Stratified Type Theory
Jonathan Chan, Stephanie Weirich

TL;DR
This paper introduces Stratified Type Theory (StraTT), a novel approach to universe hierarchies in type theories that stratifies typing judgments rather than universes, aiming to ensure consistency even with type-in-type.
Contribution
The work proposes a new stratification method for type theories inspired by Leivant's System F, including extensions with level polymorphism and a prototype implementation.
Findings
Proved subStraTT to be consistent.
Proven StraTT to be type safe.
Verified the failure of certain type-theoretic paradoxes.
Abstract
A hierarchy of type universes is a rudimentary ingredient in the type theories of many proof assistants to prevent the logical inconsistency resulting from combining dependent functions and the type-in-type rule.

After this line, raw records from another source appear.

PR #293, opened 2016-07-05
Creating secrets file

patjouk:
Since we can't use the WSGI file with management commands, I've created a `secrets.json` file to hide stuff :wink:

### DIFF
--- a/.gitignore
+++ b/.gitignore
@@ -21,3 +21,4 @@ static/build/
 static/local/
 static/rev-manifest.json
 temp/
+/djangogirls/secrets.json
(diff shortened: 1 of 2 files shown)


aniav:
Aren't we using the `postactivate` file when using management commands? The secrets are stored there and used e.g. with `deploy.sh`. I am not sure we need to add yet another file with secrets?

In this work, we argue that a universe hierarchy is not the only option for a type theory with a type universe. Taking inspiration from Leivant's Stratified System F, we introduce Stratified Type Theory (StraTT), where rather than stratifying universes by levels, we stratify typing judgements and restrict the domain of dependent functions to strictly lower levels. Even with type-in-type, this restriction suffices to enforce consistency. In StraTT, we consider a number of extensions beyond just stratified dependent functions. First, the subsystem subStraTT employs McBride's crude-but-effective stratification (also known as displacement) as a simple form of level polymorphism…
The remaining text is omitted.